Disregard this comment, it seems like another bug.
------- Comment #16 From cendio 2018-10-29 15:35:55 -------
I saw this issue on Windows 10 when connecting from our internal network out to
eudemo.thinlinc.com with a regular wired connection.
------- Comment #18 From cendio 2019-01-24 13:20:43 -------
The triggering condition seems to be that the final output from thinlinc-login
and the command terminating happens at the same time. I.e. the ssh client will
see both the output and the exit in the protocol stream without having to call
select() to get more data.

I have not figured out a good way to cause this buffering with an unmodified
client. But patching ssh easily provokes. Simply put a "Sleep(500);" at the top
of win32_select() and the bug will appear.
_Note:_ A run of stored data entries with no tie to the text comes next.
PR #2336, opened 2020-03-23
'Cron Product Export' plugin, export only the unvalidated Cache files

ahmad-saad:
without this change the Export cronjob will create a new Export feed every time I call it.
for example: 
Feed_1 interval : 1 day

------- Comment #20 From cendio 2019-01-24 14:13:03 -------
Should be fixed now. Tester probably needs to use a modified ssh client, or
figure out some other way of provoking the bug.
------- Comment #21 From cendio 2019-02-18 12:49:49 -------
With 4.9.0, I can reproduce the problem on my laptop with Windows 7, if
connected via mobile phone tethering and downloading web pages during login. 2
out of 3 login fails. With 4.9.0post build 6045, it works correctly.